* Task instructions
What number of lines in the records below hold the word "available"? Give that number alone.
====== Provided material ======
PR #2487, opened 2025-02-13
Stop using the icon font for the expand/contract arrow for files

jcoyne:


dnoneill:
@jcoyne This isn't fixing the issue.

Screenshot 2025-02-13 at 5 30 24 PM

jcoyne:
@dnoneill The issue this PR attempts to fix is that we're using an icon font rather than MUI.

dnoneill (approved):

PR #2503, opened 2025-02-14
Be explicit about all the places the svg is getting styled

jcoyne:
I believe this gives the developer a better idea of all the components they should test.


dnoneill (changes requested):
with the add of the new web archive viewer this needs to be added.

dnoneill (approved):

PR #2504, opened 2025-02-14
Move transcript styles to the media stylesheet

jcoyne:
The companion window styles are shared amongst every viewer. Only the medai viewer needs these styles


marlo-longley:
@jcoyne needs a rebase, but works locally for me.

corylown (approved):

PR #2514, opened 2025-02-14
fix levels for file display

### LINKED ISSUE #2512: fix hierarchical files margin
This is happening both in the new and old viewer
Previously
Image

Now
Image

dnoneill:
This solves two problems:
1. There is tabbing on the parent (top level) folder. The old viewer (and figmas) have the "File name" heading and first folder tabbed at the same level. This was fixed by moving aria-level on back 1 (instead of 1, 0, instead of 2, 1, etc). This is what **level_step**
2. Files in the folders had the same tabbing as their parent folder. Fixed by regression to **"padding-left: #{((level - 1) * 2) + 1.5}ch;"**
Screenshot 2025-02-14 at 4 30 21 PM

closes #2512

### DIFF
--- a/app/components/file_component.html.erb
+++ b/app/components/file_component.html.erb
@@ -48,7 +48,8 @@
           </tr>
         </thead>
         <tbody>
-          <%= render Embed::File::DirRowComponent.new(viewer: viewer, dir: viewer.purl_object.hierarchical_contents)%>
+          <%# we set the level to -1 because without it, the level starts at 1 and that creates odd tabbing issues. %>
+          <%= render Embed::File::DirRowComponent.new(viewer: viewer, dir: viewer.purl_object.hierarchical_contents, level: -1)%>
         </tbody>
       </table>
     </div>
--- a/app/components/embed/file/dir_row_component.rb
+++ b/app/components/embed/file/dir_row_component.rb
@@ -20,7 +20,7 @@ module Embed
       end
 
       def first_td_style
-        "padding-left: #{((level - 1) * 4) + 2}ch;"
+        "padding-left: #{((level - 1) * 2) + 1.5}ch;"
       end
     end
   end


app/components/file_component.html.erb
```diff
@@ -48,7 +48,7 @@
           </tr>
         </thead>
         <tbody>
-          <%= render Embed::File::DirRowComponent.new(viewer: viewer, dir: viewer.purl_object.hierarchical_contents)%>
+          <%= render Embed::File::DirRowComponent.new(viewer: viewer, dir: viewer.purl_object.hierarchical_contents, level_step: 0)%>
```
jcoyne, line 51: Could we just revert the rest of this and send `level: -1` here?

app/components/embed/file/dir_row_component.html.erb
```diff
@@ -8,7 +8,7 @@
   </tr>
 <% end %>
 <% dirs.each_with_index do |dir, index| %>
-  <%= render Embed::File::DirRowComponent.new(viewer: viewer, dir: dir, pos_in_set: index + 1, set_size: child_set_size, level: level + 1)%>
+  <%= render Embed::File::DirRowComponent.new(viewer: viewer, dir: dir, pos_in_set: index + 1, set_size: child_set_size, level: level + level_step)%>
 <% end %>
 <% files.each_with_index do |file, index| %>
   <%= render Embed::File::FileRowComponent.new(viewer: viewer, file: file, pos_in_set: dirs.size + index + 1, set_size: child_set_size, level: level + 1)%>
```
jcoyne, line 14: Should this be using level_step too?

app/components/file_component.html.erb
dnoneill: that's smarter. lol

jcoyne (approved):

PR #2516, opened 2025-02-14
add location restriction banner for file viewer

dnoneill:
for monday:
- move messages for restricted content into locales
- fix icon padding


app/viewers/embed/viewer/file.rb
```diff
@@ -36,6 +36,17 @@ def display_file_search?
                                  @purl_object.contents.map(&:files).flatten.length >= min_files_to_search
       end
 
+      def message
+        return { type: 'embargo', message: embargo_message } if @purl_object.embargoed?
+
+        if @purl_object.location_restriction
```
jcoyne, line 42: Won't this show the banner even when the person is in this access location?  Shouldn't we run the auth/probe service on stacks to see if they are in a restricted situation or not?

config/settings.yml
```diff
@@ -50,3 +50,13 @@ min_files_to_search_default: 10
 language_subtag_registry:
   path: vendor/data/language-subtag-registry
   url: "https://www.iana.org/assignments/language-subtag-registry/language-subtag-registry"
+
+locations:
```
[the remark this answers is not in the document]
jcoyne: I believe the code you should be looking at in sul-embed is here: https://github.com/sul-dlss/sul-embed/blob/3b70cc585d1f064a6593e0dc06367e6abdb01d23/app/javascript/controllers/file_auth_controller.js#L124-L148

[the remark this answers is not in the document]
dnoneill: Yeah the file_auth_controller isn't used by the file viewer

app/viewers/embed/viewer/file.rb
dnoneill: Nope. The ticket says ```If possible the banner should persist even when the user is in the authorized location, as there should be a persistent indicator that the items are restricted.```

config/settings.yml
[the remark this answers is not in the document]
jcoyne: I'm wondering if we should try to be consolidating the auth rather than having each viewer have separate auth mechanisms.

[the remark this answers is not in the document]
dnoneill: I think that would be preferable but I also think that might need to be a storytime. From what I can tell each viewer might use a different auth mechanism. I think the mechanism for PDF vs. IIIF might be different. I honestly would need to have more context for this before I am comfortable with writing a ticket for this.

app/models/embed/purl_json_loader.rb
```diff
@@ -49,6 +51,17 @@ def embargoed
       json.dig('access', 'embargo').present?
     end
 
+    def location_restriction
```
hudajkhan, line 54: This works too but am wondering about possible connections with the resource_file/file implementations: https://github.com/sul-dlss/sul-embed/blob/main/app/models/embed/purl/resource_file.rb#L24 and https://github.com/sul-dlss/sul-embed/blob/main/app/models/embed/purl/file_json_deserializer.rb#L23, although for file, it only seems to be checking for download whereas you are checking for both view and download.

app/viewers/embed/viewer/file.rb
```diff
@@ -36,6 +36,17 @@ def display_file_search?
...
+          return { type: 'location-restricted',
+                   message: I18n.t('restrictions.restricted_access', location: @purl_object.restricted_location) }
```
hudajkhan, line 44: Might it help to have a fallback empty string in the case where there is a code that (for some reason) does not map to what we have in settings.  That will probably not the case, but may be good to have something just in case.

dnoneill: Yeah I was trying to figure out what the best way of doing this is. Because I would think we would want the error or something to display wrong if the cocina is wrong. @andrewjbtw Do you have a preference?

andrewjbtw: This is in case a new location is introduced in cocina and used before this code is updated? Cocina validation should prevent an item from being published with a code not on the list.

If we can assume that an item with an unexpected code (for banner purposes) is still valid Cocina, I would fall back on a generic message rather than an error since the new rights setting should be active and supported in Stacks by the time someone uses it. 

> Access is restricted to on-site visitors to the Stanford Libraries. See Access conditions for more information.

hudajkhan:
I tried it out locally and looks good!
Screenshot 2025-02-20 at 8 38 10 PM

app/models/embed/purl_json_loader.rb
dnoneill: ResourceFile is the files on the Purl. Basically in order to do what you are suggesting I would need to go into the structural and look at every file to get this data, which is already in the access field in Cocina.

hudajkhan (approved):

PR #2519, opened 2025-02-18
Remove unused XML deserializer

jcoyne:
We've now switched to Cocina, we don't need this


dnoneill:
@jcoyne I think the FileXmlDeserializer would also get removed with this PR

jcoyne:
Sounds good.

dnoneill (approved):

Issue #2521, opened 2025-02-18
Standardize PDF Auth view


dnoneill:
In all other viewers, the auth banner spans both the sidebar and the viewer:
![Image](https://github.com/user-attachments/assets/56306035-1490-41df-b89e-60df4b162d80)

In PDF it just spans the viewer

![Image](https://github.com/user-attachments/assets/09f3603c-3c61-4dd0-a08d-8542e53781c1)

Issue #2320, opened 2025-01-31
Document/PDF: Add placeholder image for access restricted items


alundgard:
When a document/PDF is access restricted (rights download = none, stanford, or location) and the user is not authenticated, display a placeholder locked image in the viewer. We can use the image currently used for media:
https://github.com/sul-dlss/sul-embed/blob/main/app/assets/images/locked-media-poster.svg

### Current
![Image](https://github.com/user-attachments/assets/698bb325-2070-455c-9370-52d992546d31)

### Design
![Image](https://github.com/user-attachments/assets/b790de8f-3d7d-4757-9ff5-40f117cd6f97)

### Examples
stage druid | stage argo | stage purl | content type | rights view | rights download
-- | -- | -- | -- | -- | --
xz332pr7270 | [argo-stage](https://argo-stage.stanford.edu/view/xz332pr7270) | [purl-stage](https://sul-purl-stage.stanford.edu/xz332pr7270) | document | world | none
rc562ym8157 | [argo-stage](https://argo-stage.stanford.edu/view/rc562ym8157) | [purl-stage](https://sul-purl-stage.stanford.edu/rc562ym8157) | document | stanford | stanford
vg127st8023 | [argo-stage](https://argo-stage.stanford.edu/view/vg127st8023) | [purl-stage](https://sul-purl-stage.stanford.edu/vg127st8023) | document | stanford | none
dd501hp6742 | [argo-stage](https://argo-stage.stanford.edu/view/dd501hp6742) | [purl-stage](https://sul-purl-stage.stanford.edu/dd501hp6742) | document | location | location
bm739vc0410 | [argo-stage](https://argo-stage.stanford.edu/view/bm739vc0410) | [purl-stage](https://sul-purl-stage.stanford.edu/bm739vc0410) | document | location | none
wj528md5003 | [argo-stage](https://argo-stage.stanford.edu/view/wj528md5003) | [purl-stage](https://sul-purl-stage.stanford.edu/wj528md5003) | document | citation | none

jcoyne:
@alundgard we should consider the case where "download: stanford" and the user is signed in, or when the user is in the location specified.

Issue #2523, opened 2025-02-18
Fix weird scroll behaivor


dnoneill:
Seems to be a document page issue.
https://sul-purl-uat.stanford.edu/bb005wc0080?new_viewer=true
https://purl.stanford.edu/bb461xx1037.

But for some reason the viewer scrolls when it shouldn't.

https://github.com/user-attachments/assets/1c41de3f-2756-4d5f-b70f-e1229272c3bd

dnoneill:
@jcoyne The PR did not fix the issue. It is still a problem: https://sul-purl-uat.stanford.edu/bb461xx1037

dnoneill:
I think this might be related. In the new 3d viewer the height isn't quite right either. Let me know if you want me to open a new ticket.
https://sul-purl-uat.stanford.edu/bc769sr4504?new_viewer=true

![Image](https://github.com/user-attachments/assets/3ed6ebc2-c3e5-4f6f-9948-3c36366e9a15)

dnoneill:
It is only happening on some 3d items.

dnoneill:
Also happens on maps after you click on an item on the map. https://purl.stanford.edu/bb033gt0615?new_viewer=true

dnoneill:
This is still an issue with PDF

corylown:
@dnoneill I think what you're seeing is related to https://github.com/sul-dlss/sul-embed/issues/2534. I don't think we want to be setting `overflow: scroll` on `.sul-embed-container`. I'm looking at a fix.

jcoyne:
@dnoneill is there anything left to do here?

dnoneill:
@jcoyne I think so. I think removing the scroll just hid the problem of the container not being the right side. There is some weirdness at the bottom of the sidebar. Also if you look at the scroll bar on the pdf it is being cut off.

![Image](https://github.com/user-attachments/assets/4e3f97a2-7680-4c1e-a41b-05953946bb31)

![Image](https://github.com/user-attachments/assets/ccf0ed9e-ac30-453b-9a31-ff6e06752574)

dnoneill:
@jcoyne Something must have changed in 17 hours because I am not seeing this issue anymore

PR #2525, opened 2025-02-18
Display the login banners as headers

jcoyne:
This provides parity with the media viewer
Screenshot 2025-02-18 at 1 08 29 PM

closes [#2320](https://github.com/sul-dlss/sul-embed/issues/2320)
closes [#2521](https://github.com/sul-dlss/sul-embed/issues/2521)

### DIFF
--- a/app/javascript/controllers/locked_poster_controller.js
+++ b/app/javascript/controllers/locked_poster_controller.js
@@ -1,0 +1,12 @@
+import { Controller } from "@hotwired/stimulus"
+
+export default class extends Controller {
+  // Display the lock
+  show() {
+    this.element.hidden = false
+  }
+
+  hide() {
+    this.element.hidden = true
+  }
+}
--- a/app/components/pdf_component.html.erb
+++ b/app/components/pdf_component.html.erb
@@ -7,19 +7,23 @@
     <%= render CompanionWindows::FullscreenButtonComponent.new  %>
   <% end unless requested_by_chromium? %>
 
+  <% component.with_authorization_messages do %>
+    <%= render LoginComponent.new %>
+    <%= render ContentNotAvailableComponent.new unless viewer.available? %>
+  <% end %>
+
   <% component.with_body do %>
+    <div data-controller="locked-poster" data-action="auth-success@window->locked-poster#hide auth-denied@window->locked-poster#show" tabindex="-1" role="presentation" style="flex: 1 0 100%; text-align: center;" <%= 'hidden' if viewer.available? %>>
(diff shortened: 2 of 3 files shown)


dnoneill (changes requested):
It is not catching changes. When I deploy this to uat and try to log in I get this view:

Screenshot 2025-02-18 at 2 31 43 PM

app/javascript/controllers/locked_poster_controller.js
```diff
@@ -0,0 +1,12 @@
+import { Controller } from "@hotwired/stimulus"
```
dnoneill, line 1: Also there is already a `locked-media-poster` controller. Can we consolidate these?

jcoyne: No, they are different because media may have a poster to show, but for a pdf, we always show the lock icon.

dnoneill: Wait shouldn't we always show the lock icon, even if there is a poster?

jcoyne:
@dnoneill it's working fine for me on stage: Screenshot 2025-02-18 at 1 48 35 PM

dnoneill:
Also there is a little bit or margin or padding at the end of the header:
Screenshot 2025-02-18 at 3 27 45 PM

When you open the drawer, the image does not responsively resize. It just gets pushed to the side
Screenshot 2025-02-18 at 3 27 54 PM

app/javascript/controllers/locked_poster_controller.js
jcoyne: I don't know what the behavior is expected for media. My inclination is not to change anything not related to the ticket.

jcoyne: Presently media displays the poster, not a lock.

dnoneill: I am going to put this in post standup for tomorrow but I don't think it's a blocker. We can always consolidate in another ticket.

dnoneill:
The login icon spilling over is still an issue only in the iframe view but for some reason isn't causing a problem outside the already existing problem of https://github.com/sul-dlss/sul-embed/issues/2523. Just noting in case.

jcoyne:
@dnoneill currently we're saying the lock will be `height: 100%`.  I'm not sure how we make that change to width: 100% at a different aspect ratio.

dnoneill:
I am just making a note if this comes up as an issue but right now when it is in purl it doesn't cause an issue.

dnoneill (approved):

PR #2537, opened 2025-02-18
add su-underline to download modal, sidebar, contents, download link

### LINKED ISSUE #2454: Standardize link style
We would like the link styling to be consistent with the `su-underline` style appearing on Purl: digital blue text color, gray dotted underline.

Image

Example: https://purl.stanford.edu/yx282xq2090.

Note: This is already the link style in the legacy viewer, so we could revert to using that. This will be a divergence from the current Mirador style, since we are moving away from using Cardinal red for links.

There are a few places where links appear in sul-embed:
- Download modal (all viewers)
- Sidebar Purl link (all viewers)
- Contents panel (Media, Document/PDF)
- File list download links (File)

dnoneill:
closes #2454 
Screenshot 2025-02-18 at 5 17 04 PM
Screenshot 2025-02-18 at 5 15 54 PM
Screenshot 2025-02-18 at 5 15 38 PM

### DIFF
--- a/app/assets/stylesheets/common.css
+++ b/app/assets/stylesheets/common.css
@@ -1,6 +1,7 @@
 /* For styles shared between the legacy and modern viewers */
 :root {
   --link-color: #006cb8;
+  --stanford-40-black: #ababa9;
 }
 /* From Bootstrap 5.3 */
 .visually-hidden-focusable:not(:focus):not(:focus-within):not(caption),
@@ -39,4 +40,8 @@ a:focus {
 
 .sul-embed-location-restricted-text {
   color: var(--stanford-digital-red);
+}
+
+.su-underline {
+  text-decoration: underline dotted var(--stanford-40-black) 1px;
 }
--- a/app/assets/stylesheets/file.css
+++ b/app/assets/stylesheets/file.css
@@ -57,6 +57,10 @@
 
   th,
   td {
+    a {
+      text-decoration: none;
+    }
+
     &:nth-of-type(2) {
       padding-inline: 1rem;
       text-align: center;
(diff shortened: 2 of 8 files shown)


app/assets/stylesheets/common.css
```diff
@@ -47,4 +47,10 @@ a:focus {
 .logoContainer {
   border-top: 1px solid var(--border-color);
   border-bottom: 1px solid var(--border-color);
-}
\ No newline at end of file
+}
+
+
+.su-underline {
+  --underline-color: #adb5bd;
```
jcoyne, line 54: Where does this color come from? I don't see it in https://identity.stanford.edu/design-elements/color/accent-colors/

dnoneill: I got it from the component library. https://github.com/sul-dlss/component-library/blob/349ef122c2724f7375e0d5cd686a650c4550d657/styles/links.css#L24

jcoyne: We're changing that to stanford 40% black: https://github.com/sul-dlss/component-library/pull/119

dnoneill: Sounds good. Updated.

app/assets/stylesheets/common.css
```diff
@@ -40,3 +40,8 @@ a:focus {
 .sul-embed-location-restricted-text {
   color: var(--stanford-digital-red);
 }
+
+.su-underline {
+  --underline-color: #ababa9;
```
jcoyne, line 45: would you mind calling this variable `--stanford-40-black` to align with the component library?

dnoneill:
@hudajkhan @jcoyne done. I also moved --stanford-40-black up into root instead of having it be in the .su-underline class

hudajkhan (approved):

PR #2442, opened 2025-02-12
Improve the sandbox

jcoyne:

PR #2546, opened 2025-02-19
add new_viewer to sandbox

dnoneill:


jcoyne:
Can we do https://github.com/sul-dlss/sul-embed/pull/2442 first? Then we can just click the links and it'll take you to the new viewer?

jcoyne (approved):

Issue #2533, opened 2025-02-18
File icons appear smaller and off-center


alundgard:
https://purl.stanford.edu/mk520hp6879?new_viewer=true
<img width="1305" alt="Image" src="https://github.com/user-attachments/assets/d0a28032-0c88-430e-af03-5baeb8e4e899" />

<img width="1301" alt="Image" src="https://github.com/user-attachments/assets/e861f98a-0408-4fad-8b6f-b934f571886f" />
======
* Expected answer
2